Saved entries
PR #480, opened 2020-06-16
fix: create contentStore: blank space is shown & it shows 3

Farhan-emgage:
FE - Create ContentStore: Blank space is shown & it shows 3 contentdef in a row instead of 4 in step-1 Select Content Template

### DIFF
--- a/src/components/Grid/Grid.scss
+++ b/src/components/Grid/Grid.scss
@@ -17,11 +17,15 @@ $border-color: #dbdbdb;
   
   &.block {
     flex-direction: column;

Activity » The data above should be reproduced in full and exactly.

Answer box »
PR #480, opened 2020-06-16
fix: create contentStore: blank space is shown & it shows 3

Farhan-emgage:
FE - Create ContentStore: Blank space is shown & it shows 3 contentdef in a row instead of 4 in step-1 Select Content Template

### DIFF
--- a/src/components/Grid/Grid.scss
+++ b/src/components/Grid/Grid.scss
@@ -17,11 +17,15 @@ $border-color: #dbdbdb;
   
   &.block {
     flex-direction: column;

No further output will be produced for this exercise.